I have these two time series, and I want to test if they come from the same distribution. So I applied the scipy.stats.ks_2samp()
test. But the test returns a p-value of 0.0028
, whereas describe()
gives these statistics:
count 120.000000 120.000000
mean 0.785867 0.774267
std 0.323941 0.304894
min 0.610000 0.610000
25% 0.619000 0.610000
50% 0.619000 0.619000
75% 0.749000 0.769500
max 1.812000 1.742000
So I don't get why the test rejects the null hypothesis, when mean and standard deviation are pretty similar.
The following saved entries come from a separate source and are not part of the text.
PR #2908, opened 2024-07-05
fix(osc): the online schema change blocked when rate limiter modified before swap table action

LioRoger:
#### What type of PR is this?
BugFix

This PR include two bug fix

1. When online schema change service start, but the async flow task has not scheduled. Request 
 to /api/v2/osc/updateRateLimitConfig may throw NPE.
2. When  /api/v2/osc/updateRateLimitConfig  requested before swap table action. server will loop restart OMS task cause limit config not saved correctly.

Rate limit diff check depends on message stored in schedule_schedule and schedule_task table. The message will not generated until flow task triggered. issue 1 happened before flow task triggered. 

If rate limit resolved different between schedule_schedule and schedule_task, update OMS config operation will triggered. Then schedule_task will assign same rate limit of schedule_schedule. issue 2 save previous rate limit again.

Fixes #

```docs

```

### DIFF
--- a/server/odc-service/src/main/java/com/oceanbase/odc/service/onlineschemachange/DefaultOnlineSchemaChangeTaskHandler.java
+++ b/server/odc-service/src/main/java/com/oceanbase/odc/service/onlineschemachange/DefaultOnlineSchemaChangeTaskHandler.java
@@ -486,12 +486,12 @@ public class DefaultOnlineSchemaChangeTaskHandler implements OnlineSchemaChangeT
     }
 
     private OnlineSchemaChangeScheduleTaskParameters parseOnlineSchemaChangeScheduleTaskParameters(String jsonStr) {
-        OnlineSchemaChangeScheduleTaskParameters OnlineSchemaChangeScheduleTaskParameters = JsonUtils.fromJson(
+        OnlineSchemaChangeScheduleTaskParameters onlineSchemaChangeScheduleTaskParameters = JsonUtils.fromJson(
                 jsonStr, OnlineSchemaChangeScheduleTaskParameters.class);
         // correct null value to default RateLimiterConfig object
-        if (null == OnlineSchemaChangeScheduleTaskParameters.getRateLimitConfig()) {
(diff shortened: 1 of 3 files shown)


yizhouxw:
For pull request tittle , let’s follow convenionalcommits guide: https://www.conventionalcommits.org/en/v1.0.0/#summary

E.g.
fix(online-schema-change): modify rate limit cause the task cannot continue

Better simply in title, only contains the problem behavior, the title will be used for auto generation CHANGELOG document

server/odc-service/src/main/java/com/oceanbase/odc/service/onlineschemachange/DefaultOnlineSchemaChangeTaskHandler.java
```diff
@@ -468,4 +469,29 @@ private void dropNewTableIfExits(OnlineSchemaChangeScheduleTaskParameters taskPa
...
+                jsonStr, OnlineSchemaChangeParameters.class);
+        // correct null value to default RateLimiterConfig object
+        if (null == onlineSchemaChangeParameters.getRateLimitConfig()) {
+            onlineSchemaChangeParameters.setRateLimitConfig(new RateLimiterConfig());
+        }
+        return onlineSchemaChangeParameters;
+    }
+
+    private OnlineSchemaChangeScheduleTaskParameters parseOnlineSchemaChangeScheduleTaskParameters(String jsonStr) {
+        OnlineSchemaChangeScheduleTaskParameters OnlineSchemaChangeScheduleTaskParameters = JsonUtils.fromJson(
```
LuckyPickleZZ, line 489: The naming of variables should use lower camera case

LioRoger: fixed

LuckyPickleZZ (approved):
LGTM

yizhouxw (approved):
lgtm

Also plots of the (cumulative) distributions look very similar.
Can anybody help me?
Here are my data and the test call:
from scipy import stats
df = pd.DataFrame(data=[[
0.62, 0.61, 0.61, 0.619, 0.619, 0.619, 0.62, 0.619, 0.61,
0.619, 0.62, 0.619, 0.619, 0.62, 0.611, 0.62, 0.62, 0.61,
0.619, 0.61, 0.619, 0.62, 0.642, 0.67, 0.749, 0.838, 0.862,
0.804, 0.89, 0.942, 1.012, 1.13, 1.14, 1.191, 1.201, 1.123,
1.299, 1.359, 1.411, 1.362, 1.352, 1.44,1.451, 1.46, 1.557,
1.491, 1.622, 1.639, 1.787, 1.812, 1.665, 1.612, 1.253, 0.936,
0.704, 0.643, 0.62, 0.619, 0.62, 0.61, 0.619, 0.62, 0.619,
0.62, 0.61, 0.619, 0.61, 0.619, 0.62, 0.619, 0.62, 0.62,
0.619, 0.62, 0.62, 0.619, 0.62, 0.619, 0.619, 0.62, 0.619,
0.619, 0.619, 0.619, 0.61, 0.61, 0.619, 0.619, 0.619, 0.62,
0.619, 0.619, 0.619, 0.619, 0.61, 0.619, 0.619, 0.62, 0.619,
0.61, 0.619, 0.619, 0.619, 0.619, 0.61, 0.619, 0.619, 0.62,
0.619, 0.61, 0.619, 0.619, 0.62, 0.619, 0.749, 0.63, 0.62,
0.61, 0.619, 0.619],
[0.801, 0.644, 0.62, 0.62, 0.61, 0.61,
0.619, 0.62, 0.61, 0.61, 0.61, 0.61, 0.619, 0.619, 0.62,
0.61, 0.619, 0.61, 0.619, 0.62, 0.62, 0.629, 0.689, 0.759,
0.849, 0.84, 0.918, 1.019, 0.967, 0.92, 0.976, 1.089, 1.062,
1.219, 1.202, 1.261, 1.387, 1.422, 1.39, 1.264, 1.281, 1.35,
1.32, 1.419, 1.568, 1.554, 1.623, 1.592, 1.709, 1.742, 1.535,
1.123, 0.84, 0.682, 0.63, 0.62, 0.61, 0.61, 0.619, 0.62,
0.61, 0.61, 0.61, 0.61, 0.619, 0.62, 0.61, 0.619, 0.61,
0.62, 0.61, 0.62, 0.61, 0.61, 0.619, 0.62, 0.62, 0.61,
0.61, 0.61, 0.619, 0.62, 0.61, 0.619, 0.62, 0.61, 0.61,
0.61, 0.61, 0.61, 0.619, 0.62, 0.62, 0.61, 0.61, 0.61,
0.619, 0.619, 0.619, 0.61, 0.618, 0.61, 0.61, 0.619, 0.61,
0.61, 0.61, 0.61, 0.619, 0.619, 0.62, 0.61, 0.619, 0.62,
0.62, 0.61, 0.619, 0.61, 0.61, 0.61]]).T
print(stats.ks_2samp(df.iloc[:, 1], df.iloc[:, 0]).pvalue)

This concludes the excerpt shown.